## Exercise instructions
Please state the number of lines in the records below that contain the string "from", and nothing further.

##### The input #####

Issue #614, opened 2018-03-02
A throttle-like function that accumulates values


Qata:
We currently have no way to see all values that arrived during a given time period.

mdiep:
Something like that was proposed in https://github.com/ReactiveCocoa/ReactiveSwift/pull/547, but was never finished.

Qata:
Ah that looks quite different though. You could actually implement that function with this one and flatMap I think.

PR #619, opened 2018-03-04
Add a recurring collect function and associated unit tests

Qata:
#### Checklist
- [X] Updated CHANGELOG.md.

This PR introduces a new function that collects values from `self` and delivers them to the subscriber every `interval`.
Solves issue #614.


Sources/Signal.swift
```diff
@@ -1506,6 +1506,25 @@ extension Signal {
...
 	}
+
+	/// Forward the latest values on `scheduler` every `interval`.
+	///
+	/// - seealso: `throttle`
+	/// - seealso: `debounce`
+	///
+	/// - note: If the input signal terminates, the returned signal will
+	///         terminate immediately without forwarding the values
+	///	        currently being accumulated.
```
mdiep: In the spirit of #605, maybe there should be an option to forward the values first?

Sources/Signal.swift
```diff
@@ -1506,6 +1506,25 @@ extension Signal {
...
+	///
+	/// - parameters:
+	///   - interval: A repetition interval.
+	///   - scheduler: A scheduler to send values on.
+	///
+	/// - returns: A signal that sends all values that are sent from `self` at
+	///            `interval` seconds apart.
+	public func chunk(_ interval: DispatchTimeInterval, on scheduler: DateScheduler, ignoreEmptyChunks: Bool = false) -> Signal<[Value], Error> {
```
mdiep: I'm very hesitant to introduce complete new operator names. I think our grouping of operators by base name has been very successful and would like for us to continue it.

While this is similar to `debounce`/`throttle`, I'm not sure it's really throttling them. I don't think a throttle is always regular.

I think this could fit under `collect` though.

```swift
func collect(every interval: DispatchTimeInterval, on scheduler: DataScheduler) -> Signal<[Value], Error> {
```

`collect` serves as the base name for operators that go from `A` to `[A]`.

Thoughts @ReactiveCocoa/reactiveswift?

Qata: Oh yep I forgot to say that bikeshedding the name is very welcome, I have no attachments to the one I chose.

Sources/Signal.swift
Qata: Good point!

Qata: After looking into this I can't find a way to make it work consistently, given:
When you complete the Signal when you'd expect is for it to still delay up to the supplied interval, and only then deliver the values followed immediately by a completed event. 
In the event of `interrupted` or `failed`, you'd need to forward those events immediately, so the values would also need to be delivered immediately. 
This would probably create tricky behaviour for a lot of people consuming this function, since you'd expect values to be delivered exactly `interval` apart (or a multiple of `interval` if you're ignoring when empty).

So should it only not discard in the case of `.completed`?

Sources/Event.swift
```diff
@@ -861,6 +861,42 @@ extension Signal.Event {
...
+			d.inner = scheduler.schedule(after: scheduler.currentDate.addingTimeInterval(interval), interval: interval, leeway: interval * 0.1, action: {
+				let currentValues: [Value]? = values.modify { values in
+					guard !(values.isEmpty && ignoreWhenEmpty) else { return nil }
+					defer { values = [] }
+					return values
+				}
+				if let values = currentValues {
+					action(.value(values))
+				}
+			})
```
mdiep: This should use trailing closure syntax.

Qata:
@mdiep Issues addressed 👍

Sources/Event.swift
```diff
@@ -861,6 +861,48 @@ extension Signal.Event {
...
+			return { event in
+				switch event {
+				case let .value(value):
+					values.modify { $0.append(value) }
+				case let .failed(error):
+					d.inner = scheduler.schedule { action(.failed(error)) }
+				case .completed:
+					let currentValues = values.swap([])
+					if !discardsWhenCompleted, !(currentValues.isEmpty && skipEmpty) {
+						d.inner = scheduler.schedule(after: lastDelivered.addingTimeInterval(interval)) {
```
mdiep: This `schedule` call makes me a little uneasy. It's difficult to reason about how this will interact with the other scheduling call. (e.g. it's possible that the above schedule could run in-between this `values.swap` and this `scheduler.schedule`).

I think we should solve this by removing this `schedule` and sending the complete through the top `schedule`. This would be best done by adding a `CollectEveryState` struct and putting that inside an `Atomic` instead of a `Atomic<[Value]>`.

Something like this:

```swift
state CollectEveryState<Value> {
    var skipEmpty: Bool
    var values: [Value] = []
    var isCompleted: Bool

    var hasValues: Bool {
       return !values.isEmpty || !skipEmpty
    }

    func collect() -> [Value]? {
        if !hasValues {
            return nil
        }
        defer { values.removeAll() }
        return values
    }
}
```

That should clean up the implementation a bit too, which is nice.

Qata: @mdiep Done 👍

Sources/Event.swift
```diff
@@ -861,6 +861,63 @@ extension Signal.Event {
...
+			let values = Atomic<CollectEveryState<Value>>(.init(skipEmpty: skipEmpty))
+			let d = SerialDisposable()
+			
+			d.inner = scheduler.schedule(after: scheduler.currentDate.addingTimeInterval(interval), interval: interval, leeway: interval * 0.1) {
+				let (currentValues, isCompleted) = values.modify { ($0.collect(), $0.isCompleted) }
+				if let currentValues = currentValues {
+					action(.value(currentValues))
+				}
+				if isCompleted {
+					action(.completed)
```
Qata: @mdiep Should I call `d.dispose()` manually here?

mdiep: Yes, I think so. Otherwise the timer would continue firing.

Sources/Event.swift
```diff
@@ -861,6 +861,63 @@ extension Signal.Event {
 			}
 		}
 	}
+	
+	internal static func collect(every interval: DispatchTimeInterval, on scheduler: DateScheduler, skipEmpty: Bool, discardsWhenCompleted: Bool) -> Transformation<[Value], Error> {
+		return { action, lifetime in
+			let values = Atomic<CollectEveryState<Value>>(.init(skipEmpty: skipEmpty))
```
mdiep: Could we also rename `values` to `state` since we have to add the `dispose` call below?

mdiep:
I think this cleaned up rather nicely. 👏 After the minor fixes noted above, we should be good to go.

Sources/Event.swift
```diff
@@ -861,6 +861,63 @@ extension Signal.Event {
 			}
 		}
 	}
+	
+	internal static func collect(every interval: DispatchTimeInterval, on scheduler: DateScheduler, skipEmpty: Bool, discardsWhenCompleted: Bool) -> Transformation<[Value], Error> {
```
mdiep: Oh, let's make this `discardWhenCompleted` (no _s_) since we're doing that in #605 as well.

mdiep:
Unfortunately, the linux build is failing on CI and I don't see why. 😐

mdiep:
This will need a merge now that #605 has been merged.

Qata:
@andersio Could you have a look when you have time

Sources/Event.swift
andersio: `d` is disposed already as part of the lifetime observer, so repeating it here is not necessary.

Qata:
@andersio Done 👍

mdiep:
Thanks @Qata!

#####

## Exercise result
3